*** Opening of SOURCE MATERIAL ***

PR #155, opened 2019-09-26
Upgrade jackson to 2.10

nab0310:

Jackson 2.9.9 had a security vulnerability.

### How was it tested?

mvn clean install

### How to test


johnlcox:
Looks like `commons-beanutils` needs to be upgraded to 1.9.4 as well.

*** Close of SOURCE MATERIAL ***

__TASK STATEMENT__
Print exactly the lines that run from the line containing "### How was it tested?" to the end of the data, both ends included.

__ANSWER BOX__
### How was it tested?

mvn clean install

### How to test


johnlcox:
Looks like `commons-beanutils` needs to be upgraded to 1.9.4 as well.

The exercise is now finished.